Implementation Template

install_example_tool() {
  local _T0=$(date +%s)
  local _TITLE="Example Tool"
  local _PROVIDER="npm:@example/cli"

  # 1. Dry Run Guard (Idempotency)
  if [ "${DRY_RUN:-0}" -eq 1 ]; then
    log_summary "Lint Tool" "$_TITLE" "⚖️ Previewed" "-" "0"
    return 0
  fi

  # 2. Context Sentinel (Environment Isolation)
  if is_heavy_tool && ! is_ci_env; then
    log_summary "Tool Group" "$_TITLE" "⏭️ Local skip" "-" "0"
    return 0
  fi

  # 3. File Sentinel (Lazy Loading)
  # Only install if project actually needs it
  if ! has_lang_files "manifest.json" "*.ext"; then
    log_summary "Tool Group" "$_TITLE" "⏭️ Skipped" "-" "0"
    return 0
  fi

  _log_setup "$_TITLE" "$_PROVIDER"

  # 4. Runtime Prerequisite (Dependency Safety)
  # Verify cargo/npm/go exists before using provider
  if ! command -v npm >/dev/null 2>&1; then
    log_summary "Tool Group" "$_TITLE" "⚠️ npm missing" "-" "0"
    return 0
  fi

  # 5. Execution & Reporting
  local _STAT="✅ unirtm"
  run_unirtm install "$_PROVIDER" || _STAT="❌ Failed"
  log_summary "Tool Group" "$_TITLE" "$_STAT" "$(get_version example-tool)" "$(($(date +%s) - _T0))"
}

Core Requirements

  1. Idempotency: Every function MUST be safe to run multiple times. Use DRY_RUN checks to mock the result without state changes.
  2. Performance (Lazy Loading): Never install a language-specific tool unless the corresponding files are detected.
  3. Strict Error Handling: Use || _STAT="❌ Failed" pattern to ensure the summary table accurately reflects failures without crashing the entire setup sequence.
  4. SSoT Versioning: Always use get_version or get_unirtm_tool_version to pull versions from .unirtm.toml for the summary table.
  5. Human-Centric Feedback: Large SDK installations (e.g., Swift, .NET, Java) MUST NOT be silent. Never suppress progress output (UNIRTM_QUIET=1) for commands known to take more than a few seconds. Always provide a clear warning using log_warn before starting a potentially long download/installation.
  6. Robust Interruption Handling: All wrapper functions (like run_unirtm) MUST check for signal-based exit statuses (e.g., _STATUS -gt 128). If a command is interrupted by the user (Ctrl+C), the script MUST NOT attempt to retry and MUST exit immediately to prevent "stuck" states.
  7. UniRTM Command Resilience: All wrapper functions (like run_unirtm) MUST check for signal-based exit statuses (e.g., _STATUS -gt 128).
  8. Dynamic Registration Pattern: To eliminate the "UniRTM Tax" on empty projects, setup modules SHOULD use unirtm use --local [tool]@[version] to register runtimes into .unirtm.toml only after positive detection of source files.
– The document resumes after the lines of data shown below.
PR #4856, opened 2021-09-06
fix(application-template-driving-license): updating language string

arnorhs:
making it so the driving license messages does not contain any mention of 'skilríki'

## Checklist:


libs/application/templates/driving-license/src/lib/drivingLicenseTemplate.ts
```diff
@@ -56,15 +56,15 @@ const template: ApplicationTemplate<
...
+  name: m.applicationForDrivingLicense,
   dataSchema,
   readyForProduction: true,
   stateMachineConfig: {
     initial: States.DRAFT,
     states: {
       [States.DRAFT]: {
         meta: {
-          name: 'Umsókn um ökuskilríki',
+          name: 'Umsókn um ökuskírteini',
```
stefanhar, line 67: Why not move all strings to messages.ts file?

arnorhs: this is actually a string type, but I could refer to the title in the messages, will do,

kksteini (approved):
LGTM

PR #5088, opened 2021-09-23
feat(judicial-system): Add court location field

oddsson:
# Add court location field

https://app.asana.com/0/1199153462262248/1200978846073179/f

## What

Add court location field

## Why

Traditionally, court users specify where the court session took place.

## Screenshots / Gifs

Screen Shot 2021-09-23 at 13 48 40

Screen Shot 2021-09-23 at 13 50 21

## Checklist:


apps/judicial-system/backend/src/app/formatters/rulingPdf.ts
```diff
@@ -64,7 +65,9 @@ function constructRestrictionRulingPdf(
     .text(
       `Þann ${formatDate(existingCase.courtStartDate, 'PPP')} heldur ${
         existingCase.judge?.name ?? '?'
-      } ${existingCase.judge?.title ?? '?'} dómþing. Fyrir er tekið mál nr. ${
+      } ${existingCase.judge?.title ?? '?'} dómþing ${lowercase(
+        existingCase.courtLocation?.replace('.', ''),
```
gudjong, line 69: What is the intent with replace here? Are you trying to remove a period at the end? I think this will remove the first period.

gudjong (changes requested):
Consider addressing the single comment.

apps/judicial-system/backend/src/app/formatters/rulingPdf.ts
oddsson: Yep, you are right, this is not the correct approach. 

I've now changed this so the functionality is as follows

If the users inputs "í Héraðsdómi Reykjavíkur", we display "í Héraðsdómi Reykjavíkur."
If the users inputs "í Héraðsdómi Reykjavíkur**.**", we display "í Héraðsdómi Reykjavíkur."
If the users inputs "í Héraðsdómi Reykjavíkur**..**", we display "í Héraðsdómi Reykjavíkur.."

That is we display exactly as many periods as the user inputs and we don't touch other periods in the string, only the ones at the end. This is an acceptable solution to Gudny.

gudjong (approved):

PR #5095, opened 2021-09-23
fix(Financial aid): Layout and logo fix

MargretFinnboga:
# Refactoring layout and fixing logo

https://app.asana.com/0/1201017282841966/1200989775580144

## What

- Moved adminlayout to _app
- Moved where logosvg is getting logo from so it will always get logo
- Made Login a component
- removed index from pages

## Why

- Better usage , render and non flickering logo 
- So logo will always appear and not dependent on route
- If admin not logged in login component will render
- it was useless 

## Checklist:


Rikkiabb (approved):
💯

PR #5097, opened 2021-09-24
feat(application-system-api): Pass auth to template-api-modules

stefanhar:
# Pass auth to template-api-modules

Currently we only pass the authentication token as string to template api endpoints.
Our tooling expects authentication objects to be passed, this makes it difficult to work with auth inside template api modules

## What

- Changed `authorization` to `auth`
- Changed types to reflect change
- Updated endpoints to reflect the change

## Why

- Makes it easier to work with auth in application endpoints
- Variable name of `auth` is more fitting and makes more sense e.g. when accessing properties `auth.authorization` vs `authorization.authorization`

## Checklist:


Thorrik58 (approved):

kksteini (approved):
LGTM

jeremybarbet (approved):

PR #5107, opened 2021-09-27
fix(cd): Retag helm config latest

sindrig:
Supports island-is/infrastructure#868


sindrig:
Supports island-is/infrastructure#868

pshomov (approved):
LGTM

PR #5114, opened 2021-09-27
fix(cd): Preserve auth cookie for e2e tests

sindrig:
Also upgrade cypress.

This closes island-is/infrastructure#856 (although it was never a problem apparently)


apps/system-e2e/src/support/index.ts
```diff
@@ -14,5 +14,10 @@
 // ***********************************************************
 
 // Import commands.js using ES2015 syntax:
+Cypress.Cookies.debug(true)
```
darrikonn, line 17: Do we wanna keep the Cookies.debug in?
Wasn't it just beneficial while working on this PR (and will become noise to others)?

darrikonn (approved):

apps/system-e2e/src/support/index.ts
sindrig: It's really low volume, and might become beneficial when and if we need to debug failed logins.

PR #5117, opened 2021-09-27
fix(ops): Use internal endpoints for rds

sindrig:
As defined in island-is/infrastructure#872

Do not merge until island-is/infrastructure#872 is merged and applied


pshomov (approved):
LGTM

PR #5118, opened 2021-09-27
chore(judicial-system): Court record accordion fixes

oddsson:
# Court record accordion fixes

https://app.asana.com/0/1199153462262248/1201014062889027/f

## What

See Asana task ☝️

## Why

Better UX

## Checklist:


libs/judicial-system/formatters/src/lib/formatters.ts
```diff
@@ -304,7 +304,7 @@ export const areAccusedRightsHidden = (
   isAccusedRightsHidden?: boolean,
   sessionArrangements?: SessionArrangements,
 ): boolean => {
-  return isAccusedRightsHidden
+  return isAccusedRightsHidden !== undefined
```
gudjong, line 307: isAccuesedRightsHidden is never undefined.

gudjong (changes requested):

gudjong (approved):

PR #5120, opened 2021-09-27
feat(financial-aid): email confirmation for application

MargretFinnboga:
# Email confirmation for application

https://app.asana.com/0/1201017282841966/1201017282842009

## What

When received application, send email to user. Using email service. 

## Checklist:


apps/financial-aid/backend/src/app/modules/application/application.service.ts
```diff
@@ -124,6 +133,15 @@ export class ApplicationService {
       await Promise.all(promises)
     }
 
+    await this.sendEmail(
+      {
+        name: user.name,
+        address: application.email,
+      },
+      appModel.id,
```
Rikkiabb, line 141: Is there any reason why we are sometimes using the appModel and sometimes the application?

apps/financial-aid/backend/src/environments/environment.ts
```diff
@@ -29,6 +29,18 @@ const prodConfig = {
     postTimeToLiveMinutes: 5,
     getTimeToLiveMinutes: 5,
   },
+  email: {
+    fromEmail: process.env.EMAIL_FROM ?? '',
+    fromName: process.env.EMAIL_FROM_NAME ?? '',
+    replyToEmail: process.env.EMAIL_REPLY_TO ?? '',
+    replyToName: process.env.EMAIL_REPLY_TO_NAME ?? '',
```
Rikkiabb, line 36: What will be the values here on different envs?

apps/financial-aid/backend/src/app/modules/application/application.service.ts
```diff
@@ -124,6 +133,15 @@ export class ApplicationService {
...
+      `Umsókn þín er móttekin og er nú í vinnslu.`,
```
Rikkiabb, line 142: Maybe not a part of this PR, but I think that it would be super nice if the next step in emails is adding a link to status page.

apps/financial-aid/backend/src/environments/environment.ts
Rikkiabb: I am also wondering if this should be in environment. Because the end product will have different values depending on municipalities which we will read from a table (probably) so maybe this should just be hardcoded until we get there. Any thoughts?

Rikkiabb (commented):
Some questions ❔

apps/financial-aid/backend/src/environments/environment.ts
MargretFinnboga: Ahh good point! I didn't realize, we have different email for municipality well spotted, I will hardcoded until we get there 🤖

apps/financial-aid/backend/src/app/modules/application/application.service.ts
```diff
@@ -136,10 +136,10 @@ export class ApplicationService {
     await this.sendEmail(
       {
         name: user.name,
-        address: application.email,
+        address: appModel.email,
       },
       appModel.id,
-      `Umsókn þín er móttekin og er nú í vinnslu.`,
+      `Umsókn þín er móttekin og er nú í vinnslu. <a href="https://fjarhagsadstod.dev.sveitarfelog.net/stada/${appModel.id}" target="_blank"> Getur kíkt á stöðu síðuna þína hér</a>`,
```
Rikkiabb, line 142: The base url here should be a env variable in the future, not needed right now just an fyi

apps/financial-aid/backend/src/app/modules/application/application.service.ts
```diff
@@ -181,12 +181,12 @@ export class ApplicationService {
     try {
       await this.emailService.sendEmail({
         from: {
-          name: environment.email.fromName,
-          address: environment.email.fromEmail,
+          name: 'rikki@kolibri.is',
+          address: 'Rikka',
```
Rikkiabb, line 185: Like the idea but lets have this no-reply@svg.is 😄

apps/financial-aid/backend/src/app/modules/application/application.service.ts
```diff
@@ -181,12 +181,12 @@ export class ApplicationService {
...
         },
         replyTo: {
-          name: environment.email.replyToName,
-          address: environment.email.replyToEmail,
+          name: 'rikki@kolibri.is',
+          address: 'Rikka',
```
Rikkiabb, line 189: Same here 😄

apps/financial-aid/backend/src/environments/environment.ts
```diff
@@ -30,10 +30,10 @@ const prodConfig = {
...
   },
   email: {
-    fromEmail: process.env.EMAIL_FROM ?? '',
-    fromName: process.env.EMAIL_FROM_NAME ?? '',
-    replyToEmail: process.env.EMAIL_REPLY_TO ?? '',
-    replyToName: process.env.EMAIL_REPLY_TO_NAME ?? '',
+    fromEmail: 'rikki@kolibri.is',
+    fromName: 'Rikka',
+    replyToEmail: 'rikki@kolibri.is',
+    replyToName: 'Rikka',
```
Rikkiabb, line 36: And we should remove this since we are not using env

Rikkiabb (approved):
🥅

PR #5133, opened 2021-09-28
fix(Financial aid): Gets application when state is changed

MargretFinnboga:
# Gets application when state is changed

https://app.asana.com/0/1201017282841966/1201062859132695

## What

Added better error message to index file 
Added setFilesToApplication function to backend application.server 
When state is changed gets the whole application and reloads the application state

## Why

We want the database to be the only source of truth 

## Checklist:


apps/financial-aid/web-veita/src/components/StateModal/StateModal.tsx
```diff
@@ -52,9 +46,17 @@ const StateModal = ({
...
+    const updatedApplication = await changeApplicationState(
+      application,
+      state,
+      amount,
+      rejection,
+    )
+    if (updatedApplication) {
+      setApplication(updatedApplication)
+    }
+
```
Rikkiabb, line 58: Are we doing this in many places? Just wondering if it makes sense to extract this or not

apps/financial-aid/web-veita/src/utils/useApplicationState.ts
```diff
@@ -43,14 +43,18 @@ export const useApplicationState = () => {
...
-        [state]: applicationFilters[state] + 1,
-      }))
+      if (data) {
+        if (applicationFilters && setApplicationFilters) {
+          setApplicationFilters((preState) => ({
+            ...preState,
+            [prevState]: applicationFilters[prevState] - 1,
+            [state]: applicationFilters[state] + 1,
+          }))
+        }
```
Rikkiabb, line 54: This will be removed in the forseeable future right?

Rikkiabb (approved):
Awesome have couple of points if you want to check them out.

PR #5137, opened 2021-09-29
fix(service-portal): no finance transactions

thordurhhh:
## What

* Fix when to show the empty state for finances.
* Minor additions to the filter.

## Why

The check was wrong.

## Checklist:


libs/service-portal/finance/src/screens/FinanceStatus/FinanceStatus.tsx
```diff
@@ -114,33 +115,7 @@ const FinanceStatus: ServicePortalModuleComponent = () => {
...
-                        { value: '' },
-                        { value: getChargeTypeTotal(), align: 'right' },
-                      ]}
-                    />
-                  </T.Body>
-                </T.Table>
-              </Box>
-            )}
-          {financeStatusData?.organizations?.length > 0 ? (
+          {financeStatusData?.organizations?.length > 0 || financeStatusZero ? (
```
osk, line 118: should pull this check out and resuse here and on line 196?
https://github.com/island-is/island.is/pull/5137/files#diff-822997789905148344f1668b55b36d844e1ba0830f38297858835b3a72415d22R196

osk (approved):

libs/service-portal/finance/src/screens/FinanceStatus/FinanceStatus.tsx
thordurhhh: I believe it will not be needed there.

Because the _Total Row_ is outside of that check and it will show a row containing:

Samtals - 0kr. with the help of `getChargeTypeTotal` if there are no organizations present.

This ensures the project config stays lean while remaining comprehensive in capabilities.

10. Language-Specific Best Practices

Refer to the following individual files for deeper language-specific shell patterns:

  • swift.md — Swift-specific linter and runtime logic.
  • javascript.md — Node/npm/pnpm management patterns.
  • rust.md — Cargo and rustup integration patterns.